There is no magic algorithm that can help provide context to text. This is because there are limitations in the capability of machines to understand the nuances and subtleties of human language. The best way to understand context is through human interpretation but this is extremely time-consuming. Instead, data scientists rely on a network of different algorithms to try and help analyse and distil large amounts of language data while trying to keep the meaning of the text intact.
It is one thing to study text and understand the intricacies of language, but it is another thing entirely to be able to effectively utilise this information for commercial or research purposes. In order to do so, it is important to have a deep understanding of the context in which the text is written, including cultural and social factors, as well as the intent and tone of the text.

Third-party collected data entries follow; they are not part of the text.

PR #743, opened 2026-05-14
Fix #742: rewrite BUGFIX consult templates to drop SPIR criteria

waleedkadous:
## Summary

The BUGFIX protocol's `pr-review.md` and `impl-review.md` consult templates were byte-identical to the SPIR versions, causing reviewer models (Codex in particular) to return `REQUEST_CHANGES` on legitimate BUGFIX PRs for criteria that don't apply to the BUGFIX protocol.

Fixes #742

## Root Cause

Reported by Shannon architect after seeing it 4× the same evening (PRs #1357, #1358, #1359, #1370). Confirmed via:

```bash
$ diff codev/protocols/bugfix/consult-types/pr-review.md \
       codev/protocols/spir/consult-types/pr-review.md
$  # (empty — files were byte-identical)
```

The same was true for `impl-review.md`, both in `codev/` (self-hosted) and `codev-skeleton/` (shipped template). Reviewer models followed the SPIR-flavored instructions correctly — they asked about the SPIR three-document trinity (`codev/specs/`, `codev/plans/`, `codev/reviews/`), demanded `[Spec NNNN][Phase]` commit format, flagged `status.yaml.build_complete: false` as a builder-fixable issue, and applied multi-phase scoping that doesn't exist in BUGFIX. None of this is valid for a BUGFIX PR.

## Fix

Rewrote four template files to reflect what BUGFIX actually produces:

- `codev/protocols/bugfix/consult-types/pr-review.md`
- `codev/protocols/bugfix/consult-types/impl-review.md`
- `codev-skeleton/protocols/bugfix/consult-types/pr-review.md`
- `codev-skeleton/protocols/bugfix/consult-types/impl-review.md`

Each template now:
- Identifies itself as a BUGFIX template
- Lists the protocol's actual artifacts: GitHub Issue + code fix + regression test + PR body
- Documents the BUGFIX commit format (`Fix #N:` / `[Bugfix #N]`)
- Includes an explicit "Out of Scope" section that forbids citing the SPIR-only artifacts (specs/plans/reviews trinity, `[Spec NNNN][Phase]` format, `status.yaml.build_complete`, multi-phase scoping) as REQUEST_CHANGES reasons
- Keeps the same `APPROVE | REQUEST_CHANGES | COMMENT` verdict format so the consult-output pipeline doesn't need changes

`codev-skeleton/` copies match `codev/` copies byte-for-byte, so projects that adopt the template via `codev init` / `codev adopt` get the same fix.

## Test Plan

[...]

PR #748, opened 2026-05-14
[Bugfix #745] Ignore untracked files in afx spawn dirty-worktree check

### LINKED ISSUE #745: Bug: afx spawn dirty-worktree check is too strict on untracked files; forces --force on every spawn
## Summary

`afx spawn`'s pre-spawn worktree-cleanliness check fails on **untracked files** at the repo root, even though those files don't move into the builder's worktree. Chronic untracked artifacts (local-install symlinks, build outputs, Claude state files) force every spawn to use `--force`.

## Reporter

Shannon architect, 2026-05-14 ~20:35 PDT via team channel. Independently confirmed locally in this repo 2026-05-14 ~20:35 PDT (had to `--force` issue #742's bugfix builder spawn).

## Repro

```
$ git status
On branch main
Your branch is up to date with 'origin/main'.

Untracked files:
  (use "git add <file>..." to include in what will be committed)
	.claude/scheduled_tasks.lock
	bin/
	packages/codev/dashboard/

$ afx spawn 742 --protocol bugfix
[error] Uncommitted changes detected in main worktree.
  Builders branch from HEAD, so uncommitted files (specs, plans,
  codev updates) will NOT be visible to the builder.
  Please commit or stash your changes first, then retry.
  Use --force to skip this check.
```

These untracked files are NOT specs/plans/codev updates — they're local artifacts:
- `.claude/scheduled_tasks.lock` — Claude Code internal state
- `bin/` — symlinks created by `pnpm local-install`
- `packages/codev/dashboard/` — local build output

The check exists to prevent silently dropping work the architect just wrote (specs, plans, codev/ changes). Untracked files at the root are almost never that.

## Fix shape (two options)

**Option A (preferred): only fail on modified-tracked files, not untracked.** Untracked files at HEAD time are not "work the builder needs to see" — they're local artifacts that didn't exist on `main`. Loosen the check to `git diff --quiet HEAD` (tracked modifications only), ignoring untracked.

**Option B: `.builderignore`.** Honor a `.builderignore` file (or reuse `.gitignore`-style globs in `.codev/config.json`) listing paths to ignore in the cleanliness check.

Option A is simpler and covers the actual concern (don't lose unstaged work). Option B is more flexible but adds a new config surface.

## Counter-argument to consider

The current strict behavior caught a real bug class once: an architect wrote a spec, didn't commit, spawned a builder, and the builder couldn't see the spec. Loosening to ignore untracked files keeps that protection (a `git add`-but-not-committed spec IS a modified-tracked file via the index).

Actually — `git status` shows untracked as "Untracked files" and staged-but-uncommitted as "Changes to be committed." Once `git add codev/specs/foo.md` runs, foo.md becomes tracked (in the index). So Option A correctly catches the spec case while ignoring `bin/` symlinks.

## Files to fix

The dirty-worktree check is in `packages/codev/src/agent-farm/commands/spawn.ts` (or similar). Need to grep for the "Uncommitted changes detected" string.

## Suggested protocol

BUGFIX — single small behavioral change in one file.

waleedkadous:
## Summary

Fixes #745

The `afx spawn` pre-spawn cleanliness check used `git status --porcelain`, which flags **untracked files** (status `??`). In repos with chronic untracked artifacts (`bin/` from `pnpm local-install`, `.claude/scheduled_tasks.lock`, `packages/codev/dashboard/` build output), this forced `afx spawn --force` on every spawn — defeating the purpose of the safety check.

## Root Cause

`git status --porcelain` returns one line per untracked file:

```
?? .claude/scheduled_tasks.lock
?? bin/
?? packages/codev/dashboard/
```

The check then aborts as if real work were uncommitted, even though those files don't move into the builder's worktree and weren't authored as part of any spec/plan.

## Fix

Switch to `git status --porcelain --untracked-files=no`. This:

- **Ignores untracked files** (status `??`) — local artifacts that didn't come from `main`
- **Still catches modifications to tracked files** (` M`, `M `)
- **Still catches the spec case via the index** — `git add codev/specs/foo.md` puts the file in the index where it shows as `A ` (tracked addition), not `??` (untracked)

The check is also extracted into `utils/git.ts#hasUncommittedTrackedChanges` so it can be unit-tested without spawn.ts's transitive imports.

### Documented tradeoff

If the architect creates a new file but **never** runs `git add` (totally untracked, never staged), the check no longer fires. The issue reporter explicitly accepted this:

> Once `git add codev/specs/foo.md` runs, foo.md becomes tracked (in the index). So Option A correctly catches the spec case while ignoring `bin/` symlinks.

The protected workflow is `git add` then spawn; an entirely-unstaged file is treated as draft work the architect is still authoring. The prior behavior produced chronic false positives that forced `--force` on every spawn, which defeated the check entirely.

A regression test pins this behavior in place, and the docstring on `hasUncommittedTrackedChanges` makes the tradeoff visible at the call site.

## Test Plan

- [x] Added regression tests (`spawn-dirty-check.test.ts`, 8 cases):
  - clean worktree → false
  - **untracked-only → false** (the bug)
  - tracked + modified → true
  - tracked + staged → true
  - **previously-untracked + staged (spec case) → true**
  - mixed untracked + tracked-modified → true
  - **brand-new untracked file → false (documented tradeoff)**
  - non-git directory → false (fail-open)
- [x] All 222 spawn-related tests pass (215 pre-existing + 7 new)
- [x] `porch check` passes (build 5.4s, tests 20.2s)
- [x] Net diff: 155 LOC (well under 300 LOC threshold)

## CMAP Review

| Model | Verdict | Notes |
|---|---|---|
| Claude | APPROVE | "Clean, well-tested fix that correctly relaxes the over-strict dirty-worktree check while preserving the spec-case safety invariant." |
| Codex | REQUEST_CHANGES | Flagged the unstaged-new-file regression. Addressed by documenting the tradeoff in the docstring + adding a regression test that pins it. The issue reporter explicitly chose this tradeoff. |
| Gemini | — | Could not complete review due to a workspace-allowlist environment issue (`/var/folders/.../codev-pr-*.diff` outside Gemini's allowed paths). Unrelated to this PR; matches an existing CMAP-tool limitation. |

### DIFF
--- a/codev/projects/bugfix-745-bug-afx-spawn-dirty-worktree-c/status.yaml
+++ b/codev/projects/bugfix-745-bug-afx-spawn-dirty-worktree-c/status.yaml
@@ -1,0 +1,12 @@
+id: bugfix-745
+title: bug-afx-spawn-dirty-worktree-c
+protocol: bugfix
+phase: investigate
+plan_phases: []
+current_plan_phase: null
+gates: {}
+iteration: 1
+build_complete: false
+history: []
+started_at: '2026-05-14T20:59:04.416Z'
+updated_at: '2026-05-14T20:59:04.417Z'
--- a/codev/projects/bugfix-745-bug-afx-spawn-dirty-worktree-c/status.yaml
+++ b/codev/projects/bugfix-745-bug-afx-spawn-dirty-worktree-c/status.yaml
@@ -1,7 +1,7 @@
 id: bugfix-745
 title: bug-afx-spawn-dirty-worktree-c
 protocol: bugfix
-phase: investigate
+phase: fix
 plan_phases: []
 current_plan_phase: null
 gates: {}
@@ -9,4 +9,4 @@ iteration: 1
 build_complete: false
 history: []
 started_at: '2026-05-14T20:59:04.416Z'
-updated_at: '2026-05-14T20:59:04.417Z'
+updated_at: '2026-05-14T21:04:09.773Z'
--- a/codev/projects/bugfix-745-bug-afx-spawn-dirty-worktree-c/status.yaml
+++ b/codev/projects/bugfix-745-bug-afx-spawn-dirty-worktree-c/status.yaml
@@ -1,7 +1,7 @@
 id: bugfix-745
 title: bug-afx-spawn-dirty-worktree-c
 protocol: bugfix
-phase: fix
+phase: pr
 plan_phases: []
 current_plan_phase: null
 gates: {}
@@ -9,4 +9,4 @@ iteration: 1
 build_complete: false
 history: []
 started_at: '2026-05-14T20:59:04.416Z'
-updated_at: '2026-05-14T21:04:09.773Z'
+updated_at: '2026-05-14T21:05:56.856Z'
--- a/codev/projects/bugfix-745-bug-afx-spawn-dirty-worktree-c/status.yaml
+++ b/codev/projects/bugfix-745-bug-afx-spawn-dirty-worktree-c/status.yaml
@@ -1,7 +1,7 @@
 id: bugfix-745
 title: bug-afx-spawn-dirty-worktree-c
 protocol: bugfix
-phase: pr
+phase: verified
 plan_phases: []
 current_plan_phase: null
 gates: {}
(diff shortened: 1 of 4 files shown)


waleedkadous:
Architect approval — clean fix and a sound rebuttal of Codex's objection. The unstaged-new-file tradeoff was explicitly anticipated in the issue body; documenting it in the docstring + pinning it with a regression test is exactly the right shape. Approved — please wait for CI green, then merge with `gh pr merge 748 --merge --admin` (same self-review workaround as #743).

PR #775, opened 2026-05-19
[Bugfix #774] Open workspace state.db in detectCurrentBuilderId

### LINKED ISSUE #774: Multi-architect routing: builder→architect messages misrouted to 'main' when worktree has its own state.db
## Summary

Builder→architect messages are silently misrouted to `main` (instead of the spawning sibling architect) when run inside a builder worktree that has its own `.agent-farm/state.db`. The affinity primitive shipped in v3.0.5 is bypassed end-to-end for sibling-architect workspaces — every sibling architect (ob-refine in the reporting case) gets cut out of its own builders' messages.

## Repro

In a workspace with two architects registered:

- `main` (terminal `fe6b1cd8...`)
- `ob-refine` (terminal `48ad2d87...`)

`ob-refine` spawned `builder-bugfix-1599`. The builder's `.agent-farm/state.db` row correctly records:

```
builder-bugfix-1599 | implementing | spawned_by_architect=ob-refine | terminal=513db860...
```

The builder then ran `afx send architect "..."` from inside `.builders/bugfix-1599/`. Tower log:

```
[2026-05-19T22:01:13.318Z] [INFO] Message sent: bugfix-1599 → architect (terminal fe6b1cd8...)
```

Terminal `fe6b1cd8...` is **main**, not ob-refine. Wrong terminal.

## Root cause

The sender logged is `bugfix-1599`, **not** the canonical `builder-bugfix-1599`. That mismatch breaks the affinity lookup downstream.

Large corporations often have vast amounts of language data in the form of documents, and one of their main challenges is being able to quickly and easily find the information they need. They often use cataloguing and organisation methods based on general topics, but this may not fully capture the nuances of the text.
On the other hand, social media presents a unique set of challenges and opportunities when it comes to using language data. Users on social media frequently use sarcasm, jokes, and bend the rules of language, making it difficult for machines to fully understand the meaning of the text. However, social media has also broken down barriers and has given people the ability to share their thoughts and opinions on products and services in real time, which can provide valuable insights for businesses.
Language is an extremely tricky thing to distil down into simple data. However, having an appreciation for its complexities can help us better leverage data and create models that will enable people to quickly gather large chunks of text and transform it into something that is more accessible.